Ich frage mich in vielen Konzerten: Wie geht das eigentlich, zuhören? Zunächst einmal scheint es wichtig zu sein, die eigenen Erwartungen zu klären, an das Konzert, aber auch an sich selbst. Möchte ich a) die chromatische Modulation in die Reprisentonart nachvollziehen; oder b) meine Einkaufsliste planen; oder c) Teil einer sinnlich-ästhetischen, vielleicht sogar kontemplativen Erfahrung sein? Ehrliche Antwort: Ich möchte a), b) und c) gleichermaßen.

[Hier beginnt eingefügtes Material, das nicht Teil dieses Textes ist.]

PR #646, opened 2019-04-15
CANS-1079 - Expand All / Collapse All edge cases

wmitchell-cambria:
## JIRA

[CANS-1079 - Assessment form - EXPAND ALL / COLLAPSE ALL functionality](https://osi-cwds.atlassian.net/browse/CANS-1079)

## Description

This adds some functionality to the `Expand All / Collapse All` buttons to be a little smarter about what state the domains are currently in. Specifically, it handles the cases where the user:
1. Manually expands all domains (The button will now switch to Collapse All if it was Expand All)
2. Manually collapse all domains (The button will not switch to Expand All if it was Collapse All)

In order to support this functionality, I lifted the domain `isExpanded` state to be tracked in one location for all domains (so that we can check if they are all the same). This is isolated to a `DomainExpansionController` that sits in the middle of the Assessment component (now split between Assessment for update functionality and AssessmentCard for render functionality).

Along the way, I was able to make some performance improvements. When expanding and collapsing domains, previously all domains and items in them would re-render, making it very slow. Now expanding and collapsing only affects the domain targeted, and even Expand All / Collapse All does a lot less re-rendering than it did before. Try it. It's quite fast. 🚀 

I had fun with this one.

## Tests

I feel that the Expand All / Collapse All functionality is isolated well enough to the `DomainExpansionController` that a Selenium test for it would be redundant. (Also, this is not necessarily _critical_ functionality if it fails.) Existing tests should pass.

## Types of changes

## Checklist:

- [x] I ran all my tests locally which were green. _(I didn't run acceptance tests yet._)


app/javascript/Application/components/Assessment/Assessment.js
```diff
@@ -142,86 +140,82 @@ class Assessment extends Component {
...
+      onConfidentialityUpdate: this.handleUpdateItemConfidentiality,
+      onAddCaregiverDomain: this.addCaregiverDomainAfter,
+      onRemoveCaregiverDomain: this.removeCaregiverDomain,
+      onCaregiverNameUpdate: this.updateCaregiverName,
+      onDomainCommentUpdate: this.updateDomainComment,
+      onDomainReviewed: this.updateDomainIsReviewed,
+      handleWarningShow: this.props.handleWarningShow,
+    }
+
+    return !(isUnderSix === null || isUnderSix === undefined) ? (
```
TylerOSI: this should be able to be rewritten as:
```
isUnderSix ? (...) : ...
```

app/javascript/Application/components/Assessment/Assessment.test.js
```diff
@@ -1,9 +1,12 @@
 import React from 'react'
-import { Assessment, Domain } from './'
 import { shallow } from 'enzyme'
+import { Assessment } from './'
```
TylerOSI: you can omit the filename?

app/javascript/Application/components/Assessment/AssessmentCard.js
```diff
@@ -0,0 +1,107 @@
...
+      expandCollapse={onExpandCollapseAll}
+    />
+    <CardBody>
+      {domainsExpanded.map(({ domain, isExpanded }, index) => {
+        const { id, code, caregiver_index: caregiverIndex } = domain
+        const domainI18n = getI18nByCode(i18n, code)
+        return (
+          <Domain
+            index={index}
+            key={code + caregiverIndex + id}
```
TylerOSI: guaranteed uniqueness?

app/javascript/Application/components/Assessment/AssessmentCard.test.js
```diff
@@ -0,0 +1,90 @@
...
+
+  it('renders a card with header, body, and footer', () => {
+    const card = render().find(Card)
+    expect(card.exists()).toBe(true)
+    expect(card.find(DomainsHeader).exists()).toBe(true)
+    expect(card.find(CardBody).exists()).toBe(true)
+    expect(card.find(CardFooter).exists()).toBe(true)
+  })
+
+  it('renders footer', () => {
```
TylerOSI: why test that it renders the footer, when it clearly contains a footer in the above test?

app/javascript/Application/components/Assessment/AssessmentContainerInner.js
```diff
@@ -109,17 +102,16 @@ class AssessmentContainerInner extends Component {
           assessmentStatus={assessment.status}
           domains={assessment && assessment.state && assessment.state.domains}
           i18n={i18n}
-          isUnderSix={Boolean(assessment && assessment.state && assessment.state.under_six)}
+          isUnderSix={isUnderSix}
           disabled={!isEditable}
         />
         <Assessment
+          key={isUnderSix.toString()}
```
TylerOSI: if this is a boolean, the key is one of two values "true" or "false". Is there any risk of duplicated keys here?

app/javascript/Application/components/Assessment/Domain.js
```diff
@@ -125,88 +122,82 @@ class Domain extends Component {
...
-                  disabled={this.props.disabled}
-                  domainBottomCollapseClick={this.handleExpandedChange}
+            <Grid item xs={8}>
+              <Typography variant="title" style={{ color: '#0e6f89', fontSize: 16 }}>
+                <Icon
+                  id={`domain${index}-expand`}
+                  className="domain-icon"
+                  icon="chevron-down"
+                  size="lg"
+                  rotation={isExpanded ? null : ROTATION_RIGHT}
```
TylerOSI: how does this behave with null rotation?

app/javascript/Application/components/Assessment/Domain.js
```diff
@@ -125,88 +122,82 @@ class Domain extends Component {
...
-          )}
-        </ExpansionPanel>
-      </Fragment>
+                <span className="domain-item-margin">{title}</span>
+                <Icon className="domain-help-icon" icon="info-circle" id={`domain-${index}`} />
+                {description ? (
+                  <UncontrolledTooltip style={{ minWidth: '20rem' }} target={`domain-${index}`} placement="top">
+                    {description}
+                  </UncontrolledTooltip>
+                ) : null}{' '}
```
TylerOSI: does this need to be a non-breaking space -- since normal spaces are ignored in HTML elements (except for text)? If it is a non-breaking space be sure to code it as `&nbsp;`

app/javascript/Application/components/Assessment/Domain.js
```diff
@@ -125,88 +122,82 @@ class Domain extends Component {
...
+                {(isCaregiverDomain && caregiverName === '') ||
```
TylerOSI: why do you need this statement given the statement below?
```
(isCaregiverDomain && caregiverName && caregiverName.trim() === '')
```
since `"".trim()` is an empty string?

app/javascript/Application/components/Assessment/Domain.test.js
```diff
@@ -41,6 +42,7 @@ const domainComponentDefault = (
     index={1}
     onItemCommentUpdate={() => {}}
     onDomainCommentUpdate={() => {}}
+    onExpandedChange={() => {}}
```
TylerOSI: empty function everywhere!!!

app/javascript/Application/components/Assessment/Assessment.js
wmitchell-cambria: It can't, actually. `isUnderSix` has three states (true/false/undefined). When it is undefined, the user has not yet selected an Age Template, and the lower portion of the assessment is not rendered. Once it is selected (true _or_ false), this renders.

app/javascript/Application/components/Assessment/Assessment.test.js
wmitchell-cambria: Yeah...without a filename, it imports the `index.js` file in that directory. Assessment happens to be re-exported from that file, since it is used in other directories. It's not my favorite pattern.

app/javascript/Application/components/Assessment/AssessmentCard.js
wmitchell-cambria: Yup, should be. The key previously used these as well as two additional (and clearly not unique) pieces:
```key={code + caregiverIndex + isDefaultExpanded + id + isUnderSix}```

It moved files when it changed, which made it harder to diff, sorry.

`isDefaultExpanded` is no longer necessary since the Expand All / Collapse All are managed through the controller component. (Previously, we would change the default and force all components to remount to reset the state.)
Similarly, `isUnderSix` is not needed here, as I moved it to the Assessment component. When you switch age templates, I felt it made more sense for the Assessment to remount, rather than individual domains. This also has the desired side effect of resetting the DomainExpansionController when the template changes, which is what the key was used for before.

Comment (wmitchell-cambria) [reply app/javascript/Application/components/Assessment/AssessmentCard.js]: Err, additional notes on the fields themselves, for knowledge sharing:
* `code` is not unique alone because there can be multiple caregiver domains with the same code.
* `code + caregiver_index` is unique but not desirable as a key. If you add a caregiver domain in the middle of your list, they will all shift caregiver_index (a, b => a, b, c). The `id` is used to track the domains as they reorder (1, 2 => 1, 3, 2).

File: app/javascript/Application/components/Assessment/AssessmentCard.test.js (hunk 4 above)
Comment (wmitchell-cambria) [reply app/javascript/Application/components/Assessment/AssessmentCard.test.js]: Two reasons:
1. I wanted to copy as many tests from `Assessment.test.js` as possible, to make sure I wasn't losing functionality.
2. This does test it a little differently. The above test ensures that there is a footer, and this test ensures that the footer contains the thing you tell it to contain.

File: app/javascript/Application/components/Assessment/AssessmentContainerInner.js (hunk 5 above)
Comment (wmitchell-cambria) [reply app/javascript/Application/components/Assessment/AssessmentContainerInner.js]: Keys only have to be unique among the children of an element, in this case the Fragment. It may be slightly safer to say `\`assessment-${isUnderSix}\``, in case other children get keys. React will throw a loud error if there are accidental duplicates, though, so the risk is pretty low.

File: app/javascript/Application/components/Assessment/Domain.js (hunk 6 above)
Comment (wmitchell-cambria) [reply app/javascript/Application/components/Assessment/Domain.js]: If I remember correctly, the Icon restricts rotation to be `90`, `180`, or `270`. Instead of saying `rotation={0}`, we set it to null, which tells it not to rotate at all. (It's possible this has changed... note that this was in the previous version as well, a few lines down. This file was mostly indentation changes.)

File: app/javascript/Application/components/Assessment/Domain.js (hunk 7 above)
Comment (wmitchell-cambria) [reply app/javascript/Application/components/Assessment/Domain.js]: For this and the next...I have no idea. They were like this before. :-( For `Domain.js` in particular, it may be easier to see the 'real' changes if you set GitHub's Diff settings at the top of the page to `Hide whitespace changes`.

File: app/javascript/Application/components/Assessment/Domain.test.js (hunk 9 above)
Comment (wmitchell-cambria) [reply app/javascript/Application/components/Assessment/Domain.test.js]: Yeah, some of these test files are not super well abstracted. I may take a second pass at cleaning this up in a new PR if I have time. Adding a `render` function would go a long way.

**Comment by wmitchell-cambria** [comment]
I'm working on the acceptance test failure. Because I am filtering out the non-rendered Domains higher up in the three, the generated `ids` for the HTML elements are different.

File: app/javascript/Application/components/Assessment/AssessmentCard.js (hunk 3 above)
Comment (abelayt) [reply app/javascript/Application/components/Assessment/AssessmentCard.js]: Isn't 'isDefaultExpanded' just renamed 'isUnifiedExpansion' wherever it was used? I see 'isDefaultExpanded' is removed from Assessment.js and 'isUnifiedExpansion' is used on the new AssessmentCard. Also 'isDefaultExpanded' is still being used in Assessment.test.js and needs to be removed.

File: app/javascript/Application/components/Assessment/Assessment.js [hunk 10]
```diff
@@ -142,86 +140,82 @@ class Assessment extends Component {
...
+            return { ...domain, is_reviewed: true }
+          }
+          return domain
+        }),
+      },
+    }
+
+    if (isChanged) {
+      this.props.onAssessmentUpdate(newAssessment)
+    }
```
AK56: +1 for the performance tweak here

app/javascript/Application/components/Assessment/Assessment.js
```diff
@@ -142,86 +140,82 @@ class Assessment extends Component {
...
+          footer={footer}
+          i18n={i18n}
+          isCompletedAssessment={isCompletedAssessment}
+          isDomainsReviewed={isDomainsReviewed}
+          isUnderSix={isUnderSix}
+          isUsingPriorRatings={Boolean(assessment.preceding_assessment_id)}
+          previousRatingsMap={previousRatingsMap}
+        />
+      </DomainExpansionController>
+    ) : null
```
AK56: 💯 on refactor and `AssessmentCard` tie up

app/javascript/Application/components/Assessment/DomainExpansionController.js
```diff
@@ -0,0 +1,74 @@
+import React from 'react'
+import PropTypes from 'prop-types'
+
+class DomainExpansionController extends React.Component {
+  constructor(props) {
+    super(props)
+    this.state = {
+      domains: [],
+      domainsExpanded: [],
```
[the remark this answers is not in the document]
wmitchell-cambria: I agree. The issue, though, is that `id` is marked as optional in our data model, so I don't want to fully rely on it. As it is now, it works even if we change the unique key of the domain. With only a handful of domains, iterating over the array to find things shouldn't be too much of an issue. The much greater performance issue is re-render cycles.

One other side advantage of storing this as an array is that the expansion state is stored with the domain in order, so children can iterate over a single array rather than iterating over domains and then checking the map for an isExpanded value.

app/javascript/Application/components/Assessment/Assessment.js
```diff
@@ -142,86 +140,82 @@ class Assessment extends Component {
...
+          if (domain.caregiver_index === caregiverIndex && domain.code === code && domain.is_reviewed !== true) {
+            isChanged = true
+            return { ...domain, is_reviewed: true }
+          }
+          return domain
+        }),
+      },
+    }
+
+    if (isChanged) {
```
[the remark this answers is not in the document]
wmitchell-cambria: Good point. In addition to saving the iteration, it will also allow me to avoid the side-effect style of `isChanged` here.

app/javascript/Application/components/Assessment/DomainExpansionController.js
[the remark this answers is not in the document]
denys-davydov: Got it, that is fine then.

app/javascript/Application/components/Assessment/Assessment.js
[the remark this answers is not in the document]
denys-davydov: Comment after the change: the `Assessment#updateDomainIsReviewed()` can be reverted now to the previous state.

app/javascript/Application/components/Assessment/AssessmentCard.js
wmitchell-cambria: Good catch on `Assessment.test.js`. That was dead code. I just removed it.

In most places, I removed `isDefaultExpanded`, because the `isExpanded` state was tracked individually with no default. Then I added `isUnifiedExpansion` to track what the last unified state was, and only just now realized that it could probably have still been called `isDefaultExpanded`. I can change it if you think `isUnifiedExpansion` is confusing. It isn't my favorite name.

abelayt: No need to change it since isDefaultExpanded is confusing too. But let's just keep in mind these two, defaultExpanded(isDefaultExpanded) & expanded (isExpanded) are coming from Material UI ExpansionPanel API. I think we need to make sure they mean/used the same in our app too.

wmitchell-cambria: Oh, interesting. I didn't realize that Material had a defaultExpanded as well. Good to know.

wmitchell-cambria:
Retest this please, Jenkins. I know that span exists, I can see it in the screenshot...

denys-davydov:
Retest this please

denys-davydov:
Retest this please

denys-davydov:
One regression scenario is stable in failing, tried it locally - and it is fail again. So it is not an environment issue. 
regression_failed

denys-davydov:
Oh! But the second time it passed locally.

AK56:
Yes, it passed for me too locally, so Jenkins Retest this please

denys-davydov:
Retest this please

denys-davydov:
Retest this please

denys-davydov:
Retest this please

denys-davydov:
Retest this please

Das Recht, überrascht zu werden.

a) Für viele Hörer*innen – mich eingeschlossen – spielt es eine entscheidende Rolle, ob ihnen die Musik gefällt. Vertrautheit mit der Musik, mit ihrer Sprache oder Logik gibt uns Orientierung. Wir wollen wissen: Wo befinden wir uns? Aber auch: Was kommt als Nächstes? So streben wir paradoxerweise eine Aufdeckung dessen an, was Musik uns so gut bieten kann: Unabhängigkeit von Rationalem, von Zeit und Raum. Dabei werden die Gelegenheiten zu einem allerersten Hören immer seltener. Solche Momente sind essentiell, es gibt ein Recht auch auf das Ungefällige, das Unbekannte, auf Ecken und Kanten: Programme jenseits des sogenannten Repertoires.

Das Recht, herumzuhören.

b) Jede*r schaltet im Konzert manchmal zwischendurch ab, denkt an private Angelegenheiten und beschäftigt sich so gar nicht mit den Geschehnissen auf dem Podium. Wo sonst, wenn nicht im Konzertsaal können wir über anstehende Entscheidungen brüten, vergangene Gespräche reflektieren oder unauffällig andere Leute beobachten? Erwerben wir mit der Eintrittskarte in den Konzertsaal unserer Wahl nicht zugleich auch das Recht, vagabundierend herumzuhören, wegzuhören oder in uns hineinzuhören?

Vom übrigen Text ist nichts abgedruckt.